I recently spoke to Sue Holmes (who is a wonderful book blogger - you should totally check out her site, Crushing Cinders!) about juggling my twin jobs as a psychologist and an author. I often get questions about this and if you're interested, read on!

 Writers always bring themselves — their hopes, fears, experiences — to their stories, and I am no exception. By profession, I’m a Counselling Psychologist in private practice, dealing primarily with adult victims of crime and trauma. It’s tough work and to combat creeping burnout, I started writing fiction several years ago. 

I think that being a psychologist helps me have a deeper understanding of human nature, and the problems that can occur. Many of my characters (like many people in real life) have problems of, for example, anxiety, depression or post-traumatic stress.

And I think I write more accurately about this because I know what it looks and feels like. I think (I hope!) that my writing, guided by my learning and experience, is deeper, more nuanced, more complex and realistic when it comes to psychological issues.

Because I live in a society with high rates of inter-personal violence, I’ve heard the accounts of people who’ve experienced the real thing (or have relatives who have). I no longer have the stomach for graphic violence in books — the sort of “torture porn” that puts you in an almost complicit ride-along with the evil serial killer as he mutilates and brutalizes. I won’t write those books either.

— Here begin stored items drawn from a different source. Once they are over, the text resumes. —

PR #316, opened 2018-03-15
Cleaner flash handling using FLASH_PTR

jhoenicke:
Use `FLASH_PTR` macro to convert a flash address to a const pointer.
For real hardware it is just a cast, for emulator we subtract the `FLASH_ORIGIN` and use it as index into the memory mapped flash file.

This makes the emulator run with 64-bit builds as it avoids direct casts from 32 bit numbers to pointers.

### DIFF
--- a/Makefile.include
+++ b/Makefile.include
@@ -13,7 +13,7 @@ AS       := as
 
 OPTFLAGS ?= -O3
 DBGFLAGS ?= -g3 -ggdb3
-CPUFLAGS ?= -m32
+CPUFLAGS ?=
 FPUFLAGS ?=
 else
 PREFIX   ?= arm-none-eabi-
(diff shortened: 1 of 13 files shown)


saleemrashid:
utACK

If you get a chance, could you test with Clang? `make CC=clang` (or `CC=clang script/cibuild`) _should_ be sufficient.

jhoenicke:
I assume CC=clang and EMULATOR=1.  Compiles and runs with clang, but I can't do the unit tests (debuglink doesn't work for udp at the moment).  At least installing a seed and getting an address doesn't crash.

I did the unit tests for the real hardware, but some tests fail with unexpected messages.  I guess they were recently adapted for Trezor T and this breaks some Trezor 1 tests.

prusnak:
Thanks! (I accidentally rebased the branch in your remote repo, sorry).

PR #318, opened 2018-03-20
Fix size of msg_tiny and add static_assert.

jhoenicke:


jhoenicke:
On second glance, 128 instead of 136 should be enough.

prusnak:
Applied as https://github.com/trezor/trezor-mcu/commit/d6f41dba9e41ba49780878dadf157939d2eeb101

Rather, I like to explore the character’s life and psyche after the event, showing the psychological and emotional consequences that victims of trauma are left to deal with. This aspect is often neglected in genre fiction — too often characters are bereaved, tortured, assaulted and experience all kinds of dramatic agonies, but are up and running, and pretty much back to normal by the next chapter. Take it from someone who listens to pain for a living: that’s not how it works in real life.

While my characters are informed by my knowledge of personality types, psychological traumas and psychopathology in general, I’m religious about keeping the specifics of my therapeutic work and my fiction-writing completely separate. My clients’ confidences are sacrosanct – they go into a locked vault in my brain and will never appear in one of my fictional characters or stories. What happens in therapy stays in therapy! I have no difficulty keeping them separate. My parallel jobs of writer and psychologist occupy very different head-spaces in me. I do them in separate physical locations, use different parts of my brain, and even do them on different days of the week.

My own training and experience as a psychologist obviously also influences how I write therapy scenes in my fiction — those, too, are regularly portrayed in very inaccurate ways in fiction.  

I do get a kick out of writing characters who are psychologists, and who are not themselves unhinged, callous, or unprofessional in any of the clichéd ways so popular in fiction and Hollywood tropes. My psychologists are ethical experts, though flawed and inevitably impacted by the weight of the pain and cruelty they hear and absorb on a daily basis. It has always bothered me that psychologists in books and movies are so often portrayed as severely dysfunctional, sexually predatory and unethical. Most of us are really nice, compassionate, responsible and (mostly) sane professionals!